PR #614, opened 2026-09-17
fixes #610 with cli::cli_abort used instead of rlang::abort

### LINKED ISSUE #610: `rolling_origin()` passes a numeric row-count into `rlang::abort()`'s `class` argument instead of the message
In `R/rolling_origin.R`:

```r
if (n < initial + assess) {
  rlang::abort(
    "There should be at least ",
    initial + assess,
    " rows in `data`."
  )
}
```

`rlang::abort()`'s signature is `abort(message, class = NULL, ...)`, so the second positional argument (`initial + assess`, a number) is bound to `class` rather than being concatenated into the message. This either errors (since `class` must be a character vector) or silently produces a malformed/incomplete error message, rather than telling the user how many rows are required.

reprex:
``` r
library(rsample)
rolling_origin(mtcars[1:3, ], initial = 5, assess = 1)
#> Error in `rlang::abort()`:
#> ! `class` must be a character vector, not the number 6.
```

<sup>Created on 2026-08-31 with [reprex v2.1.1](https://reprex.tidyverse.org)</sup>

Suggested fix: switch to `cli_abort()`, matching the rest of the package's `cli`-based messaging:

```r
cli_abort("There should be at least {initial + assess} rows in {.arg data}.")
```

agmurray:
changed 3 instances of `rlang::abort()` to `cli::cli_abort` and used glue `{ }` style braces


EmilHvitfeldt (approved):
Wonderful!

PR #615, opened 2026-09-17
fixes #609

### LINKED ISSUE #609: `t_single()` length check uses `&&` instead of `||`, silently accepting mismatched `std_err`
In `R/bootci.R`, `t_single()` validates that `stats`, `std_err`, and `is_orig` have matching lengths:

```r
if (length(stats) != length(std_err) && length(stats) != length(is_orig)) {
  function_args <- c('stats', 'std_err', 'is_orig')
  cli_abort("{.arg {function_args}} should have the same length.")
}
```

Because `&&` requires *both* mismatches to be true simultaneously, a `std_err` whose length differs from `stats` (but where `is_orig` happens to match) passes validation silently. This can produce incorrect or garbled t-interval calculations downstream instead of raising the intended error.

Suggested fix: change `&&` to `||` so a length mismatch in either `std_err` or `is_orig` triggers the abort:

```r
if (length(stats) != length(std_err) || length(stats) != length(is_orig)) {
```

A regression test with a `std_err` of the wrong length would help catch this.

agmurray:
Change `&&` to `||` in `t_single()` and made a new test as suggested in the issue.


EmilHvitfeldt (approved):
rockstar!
········
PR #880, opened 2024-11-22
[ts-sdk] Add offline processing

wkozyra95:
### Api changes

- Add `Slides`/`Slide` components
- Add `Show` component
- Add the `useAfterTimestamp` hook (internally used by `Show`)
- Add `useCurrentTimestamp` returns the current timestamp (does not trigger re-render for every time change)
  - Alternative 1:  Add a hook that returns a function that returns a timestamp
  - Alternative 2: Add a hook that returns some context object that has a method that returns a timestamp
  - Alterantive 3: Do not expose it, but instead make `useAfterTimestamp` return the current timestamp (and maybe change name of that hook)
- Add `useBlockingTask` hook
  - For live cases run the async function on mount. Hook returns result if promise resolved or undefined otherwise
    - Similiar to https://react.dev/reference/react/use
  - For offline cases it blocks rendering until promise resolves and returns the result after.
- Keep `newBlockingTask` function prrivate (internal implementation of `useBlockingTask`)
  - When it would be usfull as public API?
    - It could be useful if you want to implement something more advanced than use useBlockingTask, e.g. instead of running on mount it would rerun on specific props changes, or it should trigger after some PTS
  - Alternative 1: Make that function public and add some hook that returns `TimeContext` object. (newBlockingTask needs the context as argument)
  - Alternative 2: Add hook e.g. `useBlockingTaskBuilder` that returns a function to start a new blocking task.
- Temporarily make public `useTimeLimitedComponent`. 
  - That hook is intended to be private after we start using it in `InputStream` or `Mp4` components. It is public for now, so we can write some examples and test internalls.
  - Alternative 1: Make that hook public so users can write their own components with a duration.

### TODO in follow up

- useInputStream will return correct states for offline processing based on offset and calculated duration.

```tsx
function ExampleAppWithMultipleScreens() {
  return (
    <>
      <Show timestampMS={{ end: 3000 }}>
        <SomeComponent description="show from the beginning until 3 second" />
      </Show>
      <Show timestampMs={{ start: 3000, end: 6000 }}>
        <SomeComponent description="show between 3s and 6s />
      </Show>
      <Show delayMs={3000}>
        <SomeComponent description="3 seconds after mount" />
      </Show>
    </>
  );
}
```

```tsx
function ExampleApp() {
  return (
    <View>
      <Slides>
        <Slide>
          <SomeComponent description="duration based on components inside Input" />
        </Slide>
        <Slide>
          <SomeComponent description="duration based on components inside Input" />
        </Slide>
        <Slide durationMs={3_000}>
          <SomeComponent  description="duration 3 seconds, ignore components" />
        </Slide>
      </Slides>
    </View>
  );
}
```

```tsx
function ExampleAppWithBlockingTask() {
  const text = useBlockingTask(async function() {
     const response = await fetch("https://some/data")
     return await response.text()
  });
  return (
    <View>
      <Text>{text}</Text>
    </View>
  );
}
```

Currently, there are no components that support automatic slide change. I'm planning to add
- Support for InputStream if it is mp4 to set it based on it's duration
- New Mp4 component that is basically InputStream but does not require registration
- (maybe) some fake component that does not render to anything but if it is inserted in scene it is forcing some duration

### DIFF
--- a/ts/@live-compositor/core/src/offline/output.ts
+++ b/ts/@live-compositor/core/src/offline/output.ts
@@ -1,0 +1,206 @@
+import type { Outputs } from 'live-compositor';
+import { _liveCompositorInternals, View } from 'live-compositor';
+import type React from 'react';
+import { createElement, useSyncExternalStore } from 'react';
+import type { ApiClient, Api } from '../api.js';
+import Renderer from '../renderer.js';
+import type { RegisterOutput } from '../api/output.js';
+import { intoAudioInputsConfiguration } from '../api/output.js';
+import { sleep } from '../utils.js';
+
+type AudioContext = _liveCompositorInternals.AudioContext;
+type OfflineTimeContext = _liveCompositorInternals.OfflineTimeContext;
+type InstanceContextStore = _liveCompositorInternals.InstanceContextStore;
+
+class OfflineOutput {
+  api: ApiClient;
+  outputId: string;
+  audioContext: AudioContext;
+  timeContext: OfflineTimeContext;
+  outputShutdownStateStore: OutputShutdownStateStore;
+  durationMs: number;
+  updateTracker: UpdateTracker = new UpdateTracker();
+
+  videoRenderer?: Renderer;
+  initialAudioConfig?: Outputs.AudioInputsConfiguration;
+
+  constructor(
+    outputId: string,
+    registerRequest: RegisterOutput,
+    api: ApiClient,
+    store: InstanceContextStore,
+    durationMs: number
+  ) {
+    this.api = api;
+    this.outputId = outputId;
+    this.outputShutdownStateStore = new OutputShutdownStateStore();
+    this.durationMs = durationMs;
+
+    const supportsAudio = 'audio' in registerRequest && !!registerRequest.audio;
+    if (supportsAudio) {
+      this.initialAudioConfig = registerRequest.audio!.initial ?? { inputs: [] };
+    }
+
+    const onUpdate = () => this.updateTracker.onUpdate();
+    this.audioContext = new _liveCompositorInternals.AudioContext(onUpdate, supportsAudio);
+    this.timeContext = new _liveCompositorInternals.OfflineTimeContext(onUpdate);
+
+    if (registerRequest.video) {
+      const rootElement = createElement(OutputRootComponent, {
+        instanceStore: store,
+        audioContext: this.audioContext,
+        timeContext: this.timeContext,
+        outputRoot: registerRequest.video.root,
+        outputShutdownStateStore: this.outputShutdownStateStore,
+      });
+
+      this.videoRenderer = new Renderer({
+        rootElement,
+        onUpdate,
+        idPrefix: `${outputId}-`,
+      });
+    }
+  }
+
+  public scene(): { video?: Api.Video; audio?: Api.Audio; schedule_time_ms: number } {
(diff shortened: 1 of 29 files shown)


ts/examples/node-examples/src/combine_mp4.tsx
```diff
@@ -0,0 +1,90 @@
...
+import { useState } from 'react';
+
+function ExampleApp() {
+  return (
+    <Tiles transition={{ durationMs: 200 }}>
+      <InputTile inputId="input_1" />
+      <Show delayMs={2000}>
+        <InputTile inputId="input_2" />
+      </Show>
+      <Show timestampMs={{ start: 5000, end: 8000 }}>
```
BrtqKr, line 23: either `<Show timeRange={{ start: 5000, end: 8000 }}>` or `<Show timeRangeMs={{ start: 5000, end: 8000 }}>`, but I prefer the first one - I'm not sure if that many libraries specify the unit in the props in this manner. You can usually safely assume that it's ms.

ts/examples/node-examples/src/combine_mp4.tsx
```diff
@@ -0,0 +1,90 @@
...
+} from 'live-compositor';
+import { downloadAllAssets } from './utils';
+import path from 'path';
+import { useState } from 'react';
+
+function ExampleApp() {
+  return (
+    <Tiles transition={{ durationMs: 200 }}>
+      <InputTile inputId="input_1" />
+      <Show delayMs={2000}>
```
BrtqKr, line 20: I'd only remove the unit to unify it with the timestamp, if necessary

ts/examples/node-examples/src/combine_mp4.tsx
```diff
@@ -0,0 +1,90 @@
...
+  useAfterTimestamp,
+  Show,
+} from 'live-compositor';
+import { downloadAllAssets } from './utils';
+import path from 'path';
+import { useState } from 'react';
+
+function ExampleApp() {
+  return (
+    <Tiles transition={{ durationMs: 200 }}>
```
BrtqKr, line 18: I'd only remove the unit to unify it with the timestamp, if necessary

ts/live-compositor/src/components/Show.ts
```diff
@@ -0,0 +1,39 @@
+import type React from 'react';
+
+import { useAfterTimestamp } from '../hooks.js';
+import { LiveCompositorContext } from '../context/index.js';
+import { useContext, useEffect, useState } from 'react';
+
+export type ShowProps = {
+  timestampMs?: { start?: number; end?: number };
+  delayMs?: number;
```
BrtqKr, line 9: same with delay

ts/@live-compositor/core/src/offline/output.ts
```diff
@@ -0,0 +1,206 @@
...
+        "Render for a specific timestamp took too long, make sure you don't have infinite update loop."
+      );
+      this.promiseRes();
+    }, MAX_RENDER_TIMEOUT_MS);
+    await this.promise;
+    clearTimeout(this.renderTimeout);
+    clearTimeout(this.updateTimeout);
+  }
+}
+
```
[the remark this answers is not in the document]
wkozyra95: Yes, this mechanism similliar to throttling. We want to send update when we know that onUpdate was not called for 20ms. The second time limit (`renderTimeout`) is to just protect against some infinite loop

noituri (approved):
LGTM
········
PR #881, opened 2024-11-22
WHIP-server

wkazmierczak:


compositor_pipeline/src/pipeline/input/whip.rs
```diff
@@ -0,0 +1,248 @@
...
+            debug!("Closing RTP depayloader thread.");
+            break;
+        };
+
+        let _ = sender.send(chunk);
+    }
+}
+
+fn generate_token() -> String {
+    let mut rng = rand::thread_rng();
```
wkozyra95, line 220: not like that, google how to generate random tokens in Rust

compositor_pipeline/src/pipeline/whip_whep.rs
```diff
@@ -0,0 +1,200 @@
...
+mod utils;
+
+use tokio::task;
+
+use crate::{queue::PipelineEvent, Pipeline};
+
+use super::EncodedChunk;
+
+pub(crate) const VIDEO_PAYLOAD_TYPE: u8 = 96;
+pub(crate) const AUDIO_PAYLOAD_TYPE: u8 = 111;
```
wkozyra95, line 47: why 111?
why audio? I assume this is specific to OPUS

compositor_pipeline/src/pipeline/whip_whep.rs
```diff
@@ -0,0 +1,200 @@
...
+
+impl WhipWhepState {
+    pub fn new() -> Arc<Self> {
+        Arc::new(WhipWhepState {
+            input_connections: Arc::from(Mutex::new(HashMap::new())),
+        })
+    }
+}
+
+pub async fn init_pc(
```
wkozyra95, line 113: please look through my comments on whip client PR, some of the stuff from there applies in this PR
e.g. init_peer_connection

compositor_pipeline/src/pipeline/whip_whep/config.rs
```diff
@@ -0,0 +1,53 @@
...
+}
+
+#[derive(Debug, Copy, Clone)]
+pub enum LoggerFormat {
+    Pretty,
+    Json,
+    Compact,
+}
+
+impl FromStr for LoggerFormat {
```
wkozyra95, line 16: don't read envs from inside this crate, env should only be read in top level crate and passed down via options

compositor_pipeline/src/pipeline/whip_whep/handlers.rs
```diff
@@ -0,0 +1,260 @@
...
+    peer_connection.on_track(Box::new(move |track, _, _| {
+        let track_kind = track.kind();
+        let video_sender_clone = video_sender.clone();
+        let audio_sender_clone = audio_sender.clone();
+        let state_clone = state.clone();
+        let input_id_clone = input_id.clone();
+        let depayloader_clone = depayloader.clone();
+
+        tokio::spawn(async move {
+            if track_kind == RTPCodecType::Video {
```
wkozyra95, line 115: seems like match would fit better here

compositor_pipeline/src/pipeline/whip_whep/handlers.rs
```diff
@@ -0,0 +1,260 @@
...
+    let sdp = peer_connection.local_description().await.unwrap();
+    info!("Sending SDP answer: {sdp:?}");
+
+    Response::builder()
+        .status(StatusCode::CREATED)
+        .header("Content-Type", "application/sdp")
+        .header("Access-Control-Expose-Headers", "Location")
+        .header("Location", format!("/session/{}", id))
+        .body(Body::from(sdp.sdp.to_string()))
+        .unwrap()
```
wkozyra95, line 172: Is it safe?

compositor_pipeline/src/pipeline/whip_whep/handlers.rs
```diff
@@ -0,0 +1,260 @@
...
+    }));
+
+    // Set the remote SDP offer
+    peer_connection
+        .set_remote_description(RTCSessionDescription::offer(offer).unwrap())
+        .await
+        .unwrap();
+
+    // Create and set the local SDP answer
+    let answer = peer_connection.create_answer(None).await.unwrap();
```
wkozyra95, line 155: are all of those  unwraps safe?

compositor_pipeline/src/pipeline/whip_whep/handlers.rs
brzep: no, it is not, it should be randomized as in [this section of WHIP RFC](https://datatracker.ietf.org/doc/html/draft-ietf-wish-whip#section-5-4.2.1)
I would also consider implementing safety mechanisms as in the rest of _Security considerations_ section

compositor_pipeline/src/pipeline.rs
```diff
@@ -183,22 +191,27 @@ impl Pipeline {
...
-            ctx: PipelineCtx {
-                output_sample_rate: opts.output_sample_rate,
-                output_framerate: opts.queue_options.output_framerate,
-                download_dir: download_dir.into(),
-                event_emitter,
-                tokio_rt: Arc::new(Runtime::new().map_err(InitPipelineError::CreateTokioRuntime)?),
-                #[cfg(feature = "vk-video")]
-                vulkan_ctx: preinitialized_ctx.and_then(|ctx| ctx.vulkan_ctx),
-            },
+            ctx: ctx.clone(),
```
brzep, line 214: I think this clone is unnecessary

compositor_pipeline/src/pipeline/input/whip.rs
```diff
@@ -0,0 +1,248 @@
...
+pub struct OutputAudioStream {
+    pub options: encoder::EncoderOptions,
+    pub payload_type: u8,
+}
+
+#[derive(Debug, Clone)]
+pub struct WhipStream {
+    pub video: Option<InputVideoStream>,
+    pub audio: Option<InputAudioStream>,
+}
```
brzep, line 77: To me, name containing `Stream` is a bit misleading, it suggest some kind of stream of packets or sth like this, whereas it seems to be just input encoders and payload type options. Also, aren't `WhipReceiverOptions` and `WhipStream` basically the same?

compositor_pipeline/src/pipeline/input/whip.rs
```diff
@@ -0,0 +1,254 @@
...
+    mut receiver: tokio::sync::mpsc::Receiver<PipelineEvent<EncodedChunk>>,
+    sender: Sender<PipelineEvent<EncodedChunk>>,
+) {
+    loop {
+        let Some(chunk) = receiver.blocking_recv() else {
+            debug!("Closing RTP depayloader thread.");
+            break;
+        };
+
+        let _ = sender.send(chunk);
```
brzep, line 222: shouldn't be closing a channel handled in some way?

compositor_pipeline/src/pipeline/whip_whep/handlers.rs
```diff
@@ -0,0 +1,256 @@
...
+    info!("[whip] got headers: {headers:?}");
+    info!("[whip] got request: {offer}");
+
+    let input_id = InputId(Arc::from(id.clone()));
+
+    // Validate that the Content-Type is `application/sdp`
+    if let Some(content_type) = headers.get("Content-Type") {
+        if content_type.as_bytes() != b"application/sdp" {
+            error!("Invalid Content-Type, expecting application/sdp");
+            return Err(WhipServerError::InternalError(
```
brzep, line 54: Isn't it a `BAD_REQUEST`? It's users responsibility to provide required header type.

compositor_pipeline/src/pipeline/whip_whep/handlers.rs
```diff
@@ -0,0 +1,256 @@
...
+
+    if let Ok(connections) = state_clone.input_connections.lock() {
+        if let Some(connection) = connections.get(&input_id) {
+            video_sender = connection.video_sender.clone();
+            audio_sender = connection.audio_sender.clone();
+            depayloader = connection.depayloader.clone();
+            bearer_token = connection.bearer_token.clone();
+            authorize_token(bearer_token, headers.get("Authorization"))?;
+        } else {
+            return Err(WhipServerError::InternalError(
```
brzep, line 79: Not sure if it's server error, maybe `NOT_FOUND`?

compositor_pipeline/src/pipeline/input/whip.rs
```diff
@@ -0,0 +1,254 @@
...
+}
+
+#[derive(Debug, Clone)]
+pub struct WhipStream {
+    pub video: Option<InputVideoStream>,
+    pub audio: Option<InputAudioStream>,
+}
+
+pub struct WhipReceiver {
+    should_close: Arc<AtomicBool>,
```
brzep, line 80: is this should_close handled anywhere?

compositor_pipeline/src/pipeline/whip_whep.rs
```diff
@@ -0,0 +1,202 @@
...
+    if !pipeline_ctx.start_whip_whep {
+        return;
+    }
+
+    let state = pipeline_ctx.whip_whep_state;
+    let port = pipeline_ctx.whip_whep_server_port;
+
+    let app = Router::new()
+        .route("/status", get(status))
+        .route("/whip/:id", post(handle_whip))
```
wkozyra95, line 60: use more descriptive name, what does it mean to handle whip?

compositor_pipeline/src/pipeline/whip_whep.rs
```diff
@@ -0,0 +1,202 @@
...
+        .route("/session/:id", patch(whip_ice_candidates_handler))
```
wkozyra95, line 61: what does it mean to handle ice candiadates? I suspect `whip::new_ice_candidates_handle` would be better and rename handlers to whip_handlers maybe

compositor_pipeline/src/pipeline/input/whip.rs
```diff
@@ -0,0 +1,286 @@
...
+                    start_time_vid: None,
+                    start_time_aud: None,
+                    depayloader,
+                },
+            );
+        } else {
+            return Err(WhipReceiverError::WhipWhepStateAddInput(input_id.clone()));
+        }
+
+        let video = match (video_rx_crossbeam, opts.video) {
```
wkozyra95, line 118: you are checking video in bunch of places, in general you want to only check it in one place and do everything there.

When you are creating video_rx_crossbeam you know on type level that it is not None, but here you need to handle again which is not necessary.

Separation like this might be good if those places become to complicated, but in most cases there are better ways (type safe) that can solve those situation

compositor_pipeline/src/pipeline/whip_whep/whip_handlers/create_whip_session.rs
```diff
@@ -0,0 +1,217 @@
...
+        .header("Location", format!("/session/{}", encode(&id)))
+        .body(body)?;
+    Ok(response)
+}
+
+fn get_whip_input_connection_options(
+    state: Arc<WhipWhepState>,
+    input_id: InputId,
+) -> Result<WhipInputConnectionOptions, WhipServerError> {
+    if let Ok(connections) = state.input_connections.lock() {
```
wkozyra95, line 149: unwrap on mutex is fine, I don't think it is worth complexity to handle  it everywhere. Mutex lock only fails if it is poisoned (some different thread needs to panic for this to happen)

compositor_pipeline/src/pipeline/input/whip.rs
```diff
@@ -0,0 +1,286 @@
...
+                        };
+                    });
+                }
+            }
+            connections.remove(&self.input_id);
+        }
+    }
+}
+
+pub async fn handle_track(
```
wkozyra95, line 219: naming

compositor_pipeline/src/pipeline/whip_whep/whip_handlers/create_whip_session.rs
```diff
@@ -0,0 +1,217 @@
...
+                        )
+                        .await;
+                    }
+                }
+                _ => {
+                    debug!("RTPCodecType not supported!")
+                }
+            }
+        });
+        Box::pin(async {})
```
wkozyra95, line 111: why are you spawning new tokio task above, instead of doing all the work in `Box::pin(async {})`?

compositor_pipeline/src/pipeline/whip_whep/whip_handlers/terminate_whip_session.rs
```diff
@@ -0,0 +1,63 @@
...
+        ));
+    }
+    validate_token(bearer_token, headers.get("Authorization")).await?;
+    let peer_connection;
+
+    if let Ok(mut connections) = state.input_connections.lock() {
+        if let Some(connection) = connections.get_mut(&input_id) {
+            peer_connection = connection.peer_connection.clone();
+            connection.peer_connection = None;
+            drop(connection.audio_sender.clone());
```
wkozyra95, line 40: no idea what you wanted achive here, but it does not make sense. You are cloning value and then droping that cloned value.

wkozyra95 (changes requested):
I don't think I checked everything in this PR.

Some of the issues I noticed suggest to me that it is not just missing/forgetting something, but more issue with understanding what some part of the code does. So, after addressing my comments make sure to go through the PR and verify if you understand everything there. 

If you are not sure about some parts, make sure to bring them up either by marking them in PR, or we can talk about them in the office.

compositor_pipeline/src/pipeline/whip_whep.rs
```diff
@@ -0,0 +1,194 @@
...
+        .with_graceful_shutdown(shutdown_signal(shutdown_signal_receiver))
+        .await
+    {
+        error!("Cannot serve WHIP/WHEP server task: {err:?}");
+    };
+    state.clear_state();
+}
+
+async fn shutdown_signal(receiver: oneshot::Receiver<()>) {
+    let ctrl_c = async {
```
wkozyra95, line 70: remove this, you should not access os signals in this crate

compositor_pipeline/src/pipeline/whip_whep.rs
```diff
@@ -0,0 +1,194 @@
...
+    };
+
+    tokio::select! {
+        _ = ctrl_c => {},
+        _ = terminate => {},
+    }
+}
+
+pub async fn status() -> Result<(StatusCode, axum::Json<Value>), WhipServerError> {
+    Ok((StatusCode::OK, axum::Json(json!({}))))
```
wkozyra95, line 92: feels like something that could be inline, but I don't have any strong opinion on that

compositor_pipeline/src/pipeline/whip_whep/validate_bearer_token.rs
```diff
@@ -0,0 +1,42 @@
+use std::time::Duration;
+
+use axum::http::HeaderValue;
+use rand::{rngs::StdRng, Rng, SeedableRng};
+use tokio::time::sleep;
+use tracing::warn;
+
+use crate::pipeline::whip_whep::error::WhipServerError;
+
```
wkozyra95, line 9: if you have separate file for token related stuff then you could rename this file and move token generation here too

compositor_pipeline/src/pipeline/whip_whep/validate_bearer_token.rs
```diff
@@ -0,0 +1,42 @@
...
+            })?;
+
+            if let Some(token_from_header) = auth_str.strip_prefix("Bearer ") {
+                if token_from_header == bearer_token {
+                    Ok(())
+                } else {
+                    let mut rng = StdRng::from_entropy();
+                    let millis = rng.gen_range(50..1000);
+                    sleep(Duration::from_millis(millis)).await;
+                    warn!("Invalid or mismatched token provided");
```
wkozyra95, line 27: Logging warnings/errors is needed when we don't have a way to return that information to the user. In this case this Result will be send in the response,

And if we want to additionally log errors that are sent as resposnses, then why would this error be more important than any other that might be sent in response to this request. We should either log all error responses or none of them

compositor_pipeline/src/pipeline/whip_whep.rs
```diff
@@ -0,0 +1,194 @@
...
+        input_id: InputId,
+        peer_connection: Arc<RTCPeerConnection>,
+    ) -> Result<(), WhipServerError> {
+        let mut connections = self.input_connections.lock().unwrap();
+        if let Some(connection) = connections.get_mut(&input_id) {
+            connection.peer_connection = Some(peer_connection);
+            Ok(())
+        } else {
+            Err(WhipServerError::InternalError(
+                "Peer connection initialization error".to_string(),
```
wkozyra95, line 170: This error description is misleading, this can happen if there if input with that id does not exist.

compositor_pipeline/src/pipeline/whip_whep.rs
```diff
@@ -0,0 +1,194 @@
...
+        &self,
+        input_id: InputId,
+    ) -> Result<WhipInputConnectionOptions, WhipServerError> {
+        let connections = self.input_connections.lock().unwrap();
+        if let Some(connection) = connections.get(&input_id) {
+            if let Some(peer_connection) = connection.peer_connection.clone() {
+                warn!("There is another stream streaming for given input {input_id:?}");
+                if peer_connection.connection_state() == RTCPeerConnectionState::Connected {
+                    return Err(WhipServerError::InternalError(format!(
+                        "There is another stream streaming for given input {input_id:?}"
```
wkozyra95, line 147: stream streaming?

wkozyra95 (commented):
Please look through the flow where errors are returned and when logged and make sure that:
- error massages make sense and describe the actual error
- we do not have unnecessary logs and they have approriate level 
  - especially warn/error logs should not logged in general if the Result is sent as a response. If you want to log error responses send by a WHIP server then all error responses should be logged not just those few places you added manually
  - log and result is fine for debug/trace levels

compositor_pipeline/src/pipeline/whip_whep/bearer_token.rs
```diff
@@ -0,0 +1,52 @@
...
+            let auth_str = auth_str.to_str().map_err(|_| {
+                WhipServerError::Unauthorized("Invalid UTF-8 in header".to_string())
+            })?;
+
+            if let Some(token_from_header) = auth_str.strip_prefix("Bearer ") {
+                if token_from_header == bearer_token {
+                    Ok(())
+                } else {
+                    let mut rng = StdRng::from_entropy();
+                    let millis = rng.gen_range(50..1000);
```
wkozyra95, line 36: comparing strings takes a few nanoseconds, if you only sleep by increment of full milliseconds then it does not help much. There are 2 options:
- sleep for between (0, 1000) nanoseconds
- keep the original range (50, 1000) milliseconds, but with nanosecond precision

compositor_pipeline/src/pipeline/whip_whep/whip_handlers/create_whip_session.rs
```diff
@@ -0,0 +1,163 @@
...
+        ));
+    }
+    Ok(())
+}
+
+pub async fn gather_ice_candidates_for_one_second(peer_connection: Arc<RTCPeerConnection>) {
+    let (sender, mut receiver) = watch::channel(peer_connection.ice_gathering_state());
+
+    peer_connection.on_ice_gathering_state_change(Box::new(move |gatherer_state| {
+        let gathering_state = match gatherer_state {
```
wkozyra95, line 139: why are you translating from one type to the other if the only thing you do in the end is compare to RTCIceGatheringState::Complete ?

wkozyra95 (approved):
········
Within the material above, tally each line that contains "loop" and respond with the tally only.

THE COMPLETED TASK — 3